> WHAT THE TASK ASKS
Return the entries exactly as they appear.

> DATA SHOWN
PR #155, opened 2020-07-10
testutils: Automated testing environment for release tests using pytest

miri64:
### Contribution description

Third time's a charm: after https://github.com/RIOT-OS/Release-Specs/pull/79 and some major overhaul of that framework to use (then) `riotnode` (now `riotctrl`) and `pytest` by @fjmolinas, I ported the latter to run with the new [`riotctrl`](https://github.com/RIOT-OS/riotctrl/) python package and the in-tree [`riotctrl_shell`](https://github.com/RIOT-OS/RIOT/tree/b05b2fddb967b170f2c2cdcfda5641085d55fbcc/dist/pythonlibs/riotctrl_shell) module.

I also cleaned up the by now very complicated history of that effort and squashed a lot of commits. Since the most of the porting work was done by @fjmolinas (I just moved some code around and enhanced his code) I made him the main author of the work in the commit history, but added all co-authors to the respective commits for the changes they made.

### Testing procedure
Run `tox` and the tests will be run (there are none at the moment, see #160, #161, #162, #163, #158, and #159).
Check-out #164 to run all tests.
There is also some more info in the README how to select specific groups of tests.

Self-tests are run by Github Actions and can be run locally with `tox -- --self-test`.

### Issues/PRs references
Alternative to #79.

Required for #160, #161, #162, #163, #158, and #159

PR #158, opened 2020-07-13
07-multi-hop: port automated tests to pytest 

miri64:
This ports the existing automated tests for spec 7 to the new, `pytest`-based framework.

Requires #155


miri64:
Rebased to current #155 (for which I removed the spec tests)

miri64:
Rebased to current master.

miri64:
Rebased to current master.

miri64:
Rebased to current master.

07-multi-hop/test_spec07.py
```diff
@@ -0,0 +1,240 @@
...
+        nodes_netifs.append({
+            "netif": key,
+            "hwaddr": netifs[key]["long_hwaddr"],
+            "lladdr": [addr["addr"] for addr in netifs[key]["ipv6_addrs"] if
+                       addr["scope"] == "link"][0],
+        })
+    return nodes_netifs
+
+
+# pylint: disable=W0621
```
fjmolinas, line 67: Not needed.
```suggestion
```

07-multi-hop/test_spec07.py
```diff
@@ -0,0 +1,240 @@
...
+            # set to-route
+            node.ifconfig_l2filter_add(nodes_netifs[i]["netif"],
+                                       nodes_netifs[i + 1]["hwaddr"])
+        if i > 0:
+            # set from-route
+            node.ifconfig_l2filter_add(nodes_netifs[i]["netif"],
+                                       nodes_netifs[i - 1]["hwaddr"])
+
+
+# pylint: disable=W0621
```
fjmolinas, line 80:
```suggestion
```

miri64:
>  can we open an issue for this instead? (same for `l2filter` stuff).

Huh? `l2filter` is in master already.

07-multi-hop/test_spec07.py
miri64: Reasoning?

miri64:
>  there is a todo mention, can we open an issue for this instead?

Why not both? I think it's good to keep the reminder in the code as well.

07-multi-hop/test_spec07.py
fjmolinas: Pylint didn't complain when ran locally? Did I do it wrong?

fjmolinas:
> Why not both? I think it's good to keep the reminder in the code as well.

Wrong choice of words, both is perfect.

miri64:
> […] can we open an issue for this […]?

See https://github.com/RIOT-OS/RIOT/issues/14637

07-multi-hop/test_spec07.py
miri64: Ah, you are right! `nodes_netifs` is used in those functions after all!

miri64:
> Also seems like `_get_global_addr` and `_get_local_addr` could also be put in common somewhere.

You mean `_get_root_addr` with the second? There is no `_get_local_addr`.

miri64:
> You mean `_get_root_addr` with the second? There is no `_get_local_addr`.

In that case I at least disagree for that one as this is very RPL specific and the only RPL tests are in this spec.

miri64:
For global address I agree.

fjmolinas:
> You mean _get_root_addr with the second? There is no _get_local_addr.

Sorry I think at the same time I was looking at the `native` `get_link_local`, and I meant it in the sense that both could exist for non-native.

miri64:
> Sorry I think at the same time I was looking at the `native` `get_link_local`, and I meant it in the sense that both could exist for non-native.

There are no `native` tests here???!? But regarding `global_addr` there is a change in the making, I just run the tests for it now. Let's see how you like it :-).

fjmolinas:
>   There are no native tests here???!? But regarding global_addr there is a change in the making, I just run the tests for it now. Let's see how you like it :-).

Yes I know I was looking at the `testutils` directory, there there are some native functions, and I saw `get_link_local`. Sorry for not being clear about that.

miri64:
Have a look at the new integration of `global_addr` to `testutils`.

fjmolinas:
Looks good please squash and rebase @miri64!

miri64:
Done

PR #159, opened 2020-07-13
08-interop: initial import of automated tests

miri64:
This provides automated tests (where possible with the current framework) for spec 8 to the new, `pytest`-based framework.

Requires #155

### DIFF
--- a/08-interop/test_spec08.py
+++ b/08-interop/test_spec08.py
@@ -1,0 +1,88 @@
+import re
+import sys
+
+import pexpect.replwrap
+import pytest
+
+import riotctrl.shell
+from riotctrl_shell.gnrc import GNRCICMPv6Echo
+from riotctrl_shell.netif import Ifconfig
+
+from testutils.native import bridge, get_link_local, get_ping_cmd, \
+                             interface_exists
+from testutils.shell import lladdr, ping6, GNRCUDP
+
+
+GNRC_APP = 'examples/gnrc_networking'
+LWIP_APP = 'tests/lwip'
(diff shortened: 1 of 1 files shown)


miri64:
Rebased to current #155 (for which I removed the spec tests)

miri64:
Rebased and squashed to current master

miri64:
Rebased to current master

miri64:
Rebased to current master

08-interop/test_spec08.py
```diff
@@ -0,0 +1,88 @@
...
+                         [pytest.param(['native'])],
+                         indirect=['nodes'])
+def test_task01(riot_ctrl, log_nodes):
+    node = riot_ctrl(0, GNRC_APP, Shell, port='tap0')
+    linux = pexpect.replwrap.bash()
+
+    node_iface, node_addr = lladdr(node.ifconfig_list())
+    assert node_addr.startswith("fe80::")
+    linux_iface = bridge('tap0')
+    linux_addr = get_link_local(linux_iface)
```
fjmolinas, line 38: Maybe when the other tasks get implemented this will make sense in a common module

miri64: I don't understand? Those tasks would also be implemented also in this script, so no need to move that function to a separate `common` module.

miri64:
> I think task 6 7 could also be done

Yeah, but `@only_local` ;-).

08-interop/test_spec08.py
fjmolinas: ah true. nvm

> RESPONSE
PR #155, opened 2020-07-10
testutils: Automated testing environment for release tests using pytest

miri64:
### Contribution description

Third time's a charm: after https://github.com/RIOT-OS/Release-Specs/pull/79 and some major overhaul of that framework to use (then) `riotnode` (now `riotctrl`) and `pytest` by @fjmolinas, I ported the latter to run with the new [`riotctrl`](https://github.com/RIOT-OS/riotctrl/) python package and the in-tree [`riotctrl_shell`](https://github.com/RIOT-OS/RIOT/tree/b05b2fddb967b170f2c2cdcfda5641085d55fbcc/dist/pythonlibs/riotctrl_shell) module.

I also cleaned up the by now very complicated history of that effort and squashed a lot of commits. Since the most of the porting work was done by @fjmolinas (I just moved some code around and enhanced his code) I made him the main author of the work in the commit history, but added all co-authors to the respective commits for the changes they made.

### Testing procedure
Run `tox` and the tests will be run (there are none at the moment, see #160, #161, #162, #163, #158, and #159).
Check-out #164 to run all tests.
There is also some more info in the README how to select specific groups of tests.

Self-tests are run by Github Actions and can be run locally with `tox -- --self-test`.

### Issues/PRs references
Alternative to #79.

Required for #160, #161, #162, #163, #158, and #159

PR #158, opened 2020-07-13
07-multi-hop: port automated tests to pytest 

miri64:
This ports the existing automated tests for spec 7 to the new, `pytest`-based framework.

Requires #155


miri64:
Rebased to current #155 (for which I removed the spec tests)

miri64:
Rebased to current master.

miri64:
Rebased to current master.

miri64:
Rebased to current master.

07-multi-hop/test_spec07.py
```diff
@@ -0,0 +1,240 @@
...
+        nodes_netifs.append({
+            "netif": key,
+            "hwaddr": netifs[key]["long_hwaddr"],
+            "lladdr": [addr["addr"] for addr in netifs[key]["ipv6_addrs"] if
+                       addr["scope"] == "link"][0],
+        })
+    return nodes_netifs
+
+
+# pylint: disable=W0621
```
fjmolinas, line 67: Not needed.
```suggestion
```

07-multi-hop/test_spec07.py
```diff
@@ -0,0 +1,240 @@
...
+            # set to-route
+            node.ifconfig_l2filter_add(nodes_netifs[i]["netif"],
+                                       nodes_netifs[i + 1]["hwaddr"])
+        if i > 0:
+            # set from-route
+            node.ifconfig_l2filter_add(nodes_netifs[i]["netif"],
+                                       nodes_netifs[i - 1]["hwaddr"])
+
+
+# pylint: disable=W0621
```
fjmolinas, line 80:
```suggestion
```

miri64:
>  can we open an issue for this instead? (same for `l2filter` stuff).

Huh? `l2filter` is in master already.

07-multi-hop/test_spec07.py
miri64: Reasoning?

miri64:
>  there is a todo mention, can we open an issue for this instead?

Why not both? I think it's good to keep the reminder in the code as well.

07-multi-hop/test_spec07.py
fjmolinas: Pylint didn't complain when ran locally? Did I do it wrong?

fjmolinas:
> Why not both? I think it's good to keep the reminder in the code as well.

Wrong choice of words, both is perfect.

miri64:
> […] can we open an issue for this […]?

See https://github.com/RIOT-OS/RIOT/issues/14637

07-multi-hop/test_spec07.py
miri64: Ah, you are right! `nodes_netifs` is used in those functions after all!

miri64:
> Also seems like `_get_global_addr` and `_get_local_addr` could also be put in common somewhere.

You mean `_get_root_addr` with the second? There is no `_get_local_addr`.

miri64:
> You mean `_get_root_addr` with the second? There is no `_get_local_addr`.

In that case I at least disagree for that one as this is very RPL specific and the only RPL tests are in this spec.

miri64:
For global address I agree.

fjmolinas:
> You mean _get_root_addr with the second? There is no _get_local_addr.

Sorry I think at the same time I was looking at the `native` `get_link_local`, and I meant it in the sense that both could exist for non-native.

miri64:
> Sorry I think at the same time I was looking at the `native` `get_link_local`, and I meant it in the sense that both could exist for non-native.

There are no `native` tests here???!? But regarding `global_addr` there is a change in the making, I just run the tests for it now. Let's see how you like it :-).

fjmolinas:
>   There are no native tests here???!? But regarding global_addr there is a change in the making, I just run the tests for it now. Let's see how you like it :-).

Yes I know I was looking at the `testutils` directory, there there are some native functions, and I saw `get_link_local`. Sorry for not being clear about that.

miri64:
Have a look at the new integration of `global_addr` to `testutils`.

fjmolinas:
Looks good please squash and rebase @miri64!

miri64:
Done

PR #159, opened 2020-07-13
08-interop: initial import of automated tests

miri64:
This provides automated tests (where possible with the current framework) for spec 8 to the new, `pytest`-based framework.

Requires #155

### DIFF
--- a/08-interop/test_spec08.py
+++ b/08-interop/test_spec08.py
@@ -1,0 +1,88 @@
+import re
+import sys
+
+import pexpect.replwrap
+import pytest
+
+import riotctrl.shell
+from riotctrl_shell.gnrc import GNRCICMPv6Echo
+from riotctrl_shell.netif import Ifconfig
+
+from testutils.native import bridge, get_link_local, get_ping_cmd, \
+                             interface_exists
+from testutils.shell import lladdr, ping6, GNRCUDP
+
+
+GNRC_APP = 'examples/gnrc_networking'
+LWIP_APP = 'tests/lwip'
(diff shortened: 1 of 1 files shown)


miri64:
Rebased to current #155 (for which I removed the spec tests)

miri64:
Rebased and squashed to current master

miri64:
Rebased to current master

miri64:
Rebased to current master

08-interop/test_spec08.py
```diff
@@ -0,0 +1,88 @@
...
+                         [pytest.param(['native'])],
+                         indirect=['nodes'])
+def test_task01(riot_ctrl, log_nodes):
+    node = riot_ctrl(0, GNRC_APP, Shell, port='tap0')
+    linux = pexpect.replwrap.bash()
+
+    node_iface, node_addr = lladdr(node.ifconfig_list())
+    assert node_addr.startswith("fe80::")
+    linux_iface = bridge('tap0')
+    linux_addr = get_link_local(linux_iface)
```
fjmolinas, line 38: Maybe when the other tasks get implemented this will make sense in a common module

miri64: I don't understand? Those tasks would also be implemented also in this script, so no need to move that function to a separate `common` module.

miri64:
> I think task 6 7 could also be done

Yeah, but `@only_local` ;-).

08-interop/test_spec08.py
fjmolinas: ah true. nvm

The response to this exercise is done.